Out-topping Knowledge

Shakespeare is the greatest poet of the world. His most famous plays are Macbeth, King Lear, Hamlet, Julius Caesar, Othello, Romeo and Juliet, Twelfth Night, As You Like It, The Comedy of Errors, Much Ado About Nothing, Richard II, The Winter’s Tale, Cymbeline. Ben Jonson admired him in the following lines:

Soul of the age!
The applause! delight! the wonder of our stage!
My Shakespeare, rise; I will not lodge thee by
Chaucer or Spenser, or bid Beaumont lie
A little further to make thee a room.

  There is no doubt that Shakespeare is the greatest genius that human nature has yet produced. He was rightly called “our myriad-minded Shakespeare” by the famous critic S.T. Coleridge. Shakespeare was not of an age, but of all ages.
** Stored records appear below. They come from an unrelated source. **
PR #1148, opened 2021-02-25
♻️ Refine icon font detection

lluerich:
* adds selectors
* selector is now case-insensitive
* print warning instead of failure
* update copy to match other warnings


packages/linter/src/rules/NoIconFontIsUsed.ts
```diff
@@ -26,6 +26,14 @@ const ICON_FONT_IDENTIFIERS = [
     className: "ociton-",
```
sebastianbenz, line 26: typo? `ociton`

packages/linter/src/rules/NoIconFontIsUsed.ts
```diff
@@ -26,6 +26,14 @@ const ICON_FONT_IDENTIFIERS = [
...
     fontFamilies: ["Octicons"],
   },
+  {
+    className: "icn-",
+    fontFamilies: ["icon"],
+  },
+  {
+    className: "icon-",
```
sebastianbenz, line 34: This is a super generic name which I wouldn't warn about without the font name.

packages/linter/src/rules/NoIconFontIsUsed.ts
```diff
@@ -35,7 +43,7 @@ export class NoIconFontIsUsed extends Rule {
   run({ $ }: Context) {
     // check for known classnames
     const iconFontCandidates = ICON_FONT_IDENTIFIERS.filter((identifier) => {
-      return $(`[class*=${identifier.className}]`).length > 0;
+      return $(`[class*=${identifier.className} i]`).length > 0;
```
sebastianbenz, line 46: Out of curiosity, what does the `i` do here?

sebastianbenz: case sensitivity?

lluerich: Exactly :)

packages/linter/src/rules/NoIconFontIsUsed.ts
lluerich: Oh sorry, fixed.

sebastianbenz (approved):

PR #1149, opened 2021-02-26
🔧 Add icomoon

lluerich:
* Add ```icons``` and ```icomoon``` font-family


packages/linter/src/rules/NoIconFontIsUsed.ts
```diff
@@ -32,7 +32,7 @@ const ICON_FONT_IDENTIFIERS = [
   },
   {
     className: "icon-",
-    fontFamilies: ["icon"],
+    fontFamilies: ["icon", "icons", "icomoon"],
```
sebastianbenz, line 35: Can you add a test case? Have we already got tests for all the icon font providers?

sebastianbenz (approved):
Thanks!

PR #573, opened 2026-06-02
CI: Add Windows on Ubuntu WLS

ax3l:
Add a Windows WSL runner that runs Ubuntu.


ax3l:
Ah, will only see after merge...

For example, we may take the following immortal quotes by Shakespeare:

How weary, stale, flat, and unprofitable
Seem to me all the uses of this world.
Be thou familiar, but by no means vulgar.
There are more things in heaven and earth, Horatio,
Than are dreamt of in your philosophy.

In the above oft-quoted lines we find the ideas and the words born in an indestructible unity. Matthew Arnold, one of the greatest English poets and critics, praised Shakespeare in his sonnet:
"Others abide our question. Thou art free. We ask and ask: Thou smilest and art still, Out-topping knowledge." "If human nature were destroyed, and no monument were left of it except his works, other beings might know what man was from those writings" (Lord Lyttelton).